Thanks for stopping in *duck*...I plan to flip all lights to 12/12 on 4/15  Welcome to SEATTLE IN GREEN:lama::bolt::bong:


----------



## pcduck

Just turned my 2nd DWC to 12/12 today


----------



## UKgirl420

4u2sm0ke said:
			
		

> Thanks for stopping in *duck*...I plan to flip all lights to 12/12 on 4/15 Welcome to SEATTLE IN GREEN:lama::bolt::bong:


 

ohh 2 weeks to go and counting . ,,but i have q 
.how much light u gonna use and what about the new clones are u gonna put them straight into flower ? eace:


----------



## MindzEye

Those plants recovered nicley 4U, cant wait to see the buds they throw off


----------



## 4u2sm0ke

UKgirl420 said:
			
		

> ohh 2 weeks to go and counting . ,,but i have q
> .how much light u gonna use and what about the new clones are u gonna put them straight into flower ? eace:


 

Hey Girl:heart:...I just hooked up another 1000HPS in veg area for a total of 1800MH and 1000HPS..I plan on running the whole shed 12/12..and Have a few selected plants I will start to brake in the outdoors..these will be getting 24 hr lighting..I run my flower lights at night from 7pm-7am  and will move the selected plants outside in day and back in at night  untill i feel they can stay outside..Today was a nice sunny day and the Crystal I put outside a week or so ago  is doing good and I moved her around in the sun light..looks like she is converting back to veg..was eye balling her final destination  and looks like she will get about 8 hrs of direct sunlight..this is the best I can come up with so far..its still early on that one..heres some pics from today


all the clones will be at diffrent stages so I will keep keep them in and see how they do..you know me..allways experimenting..I dout ill run  the bubble cloner tho..all those that are not rooted will be tossed for the room..I think i will need the shelf for plants:giggle:  we will see:bolt::bong:


----------



## UKgirl420

:holysheep: watch out for planes trying to land   ,,,


crystals still holding her own :woohoo:  ,,dont forget progress reports on her 

:48:


----------



## pcduck

UKgirl420 said:
			
		

> :holysheep: watch out for planes trying to land   ,,,
> 
> :48:



He may have to add a strobe light to the top of her *UKgirl420* :rofl:
Or is that what the blue ribbon is for?

But she sure is looking nice.


----------



## 4u2sm0ke

okay think spring may come yet...have shed gets flipped 12/12...on 4/20:hubba: ..so im on track..i cleared Veg area and now the chosen ones are in the cat litter containers for thier final rest..at trasnfer i removed a few lower branches of all plants  3-4 inches up..swept up and set of a Dr.

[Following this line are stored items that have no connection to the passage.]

PR #523, opened 2017-03-14
display siad's stderr on loadingscreen if load fails

avahowell:
This PR improves the behavior of the UI's loading process, reading and displaying the STDERR and STDOUT from siad if siad closes unexpectedly. This should help our users by giving them more information as to why their `siad` failed to start.


DavidVorick:
This is much appreciated.

Issue #332, opened 2016-06-29
Allow a different quick-access password to be used instead of the full 28 word seed for unlocking the wallet


AdamBLevine:
I appreciate the need for security but it would be much better if I could use a seperate human memorable password to encrypt the local wallet instead of using the full seed.

lukechampine:
This is possible when using siac, but it's not supported (yet) when using Sia-UI.
To accomplish this, when you create a new wallet, do so with `siac wallet init -p`. You will then be prompted for an encryption password, distinct from the passphrase. You can then continue using this wallet from the UI as usual.

ANDREYCHEREPOV:
я скачал кошелёк а пароль из 28 символов не сохранил можно ли опять скачать будет новый пароль  если нет что делать?

DavidVorick:
@ANDREYCHEREPOV that really deserves its own issue. You should be able to load a seed from the wallet screen after you create a new wallet.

Doom..the Mites was returning...I then back this up with neem oil every few days at base and on soil...I will set off another as needed..the Nights here have been in low 30s and some smaller plants have suffered..i may just move them outside..and wish them luck:rofl:Im looking to get 3 ounces each plant this Fall..wish me luck ..and enjoy your weekend


----------



## pcduck

Looking real nice *4u2sm0ke*:aok:


----------



## UKgirl420

with dr doom   ,,

the ladies are 
looking as good  as ever :48:


----------



## 4u2sm0ke

pics 4U


----------



## tn_toker420

Holy Bejeebas:clap:  , It's better ever time i stop by  ...Whats the lady thats further along in flower in there ??? With the big ole buds  man i wish i could grow like this, have a good amount of space and plenty of light ...Man , good luck but i think you'll be alright without the luck 4u ...Good things are gonna come of this shed, i just have a feeling   lol ...Keep it Up and Keep it GREEN ...


----------



## 4u2sm0ke

Thanks  *tn_toker*..allways a pleasure to please someone..Im happy you enjoy my shed..those two MONSTERS in back of flower are "*crystal*" from seeds.nl.  They stretch something bad in flower..they are 7 feet tall..indoor..I will place some outside to see how they do..thanks again for stopping in..i try and have something new 4U everytime..take care and be safe:bolt::bong:


----------



## kebnekajse

i really love your grow! plants look very, very good. 

you always try different styles of growing, much appreciated! you must learn a lot that way, and so do we. on the other hand, looks like you have been doing this for some time now and allreday know what you're doing.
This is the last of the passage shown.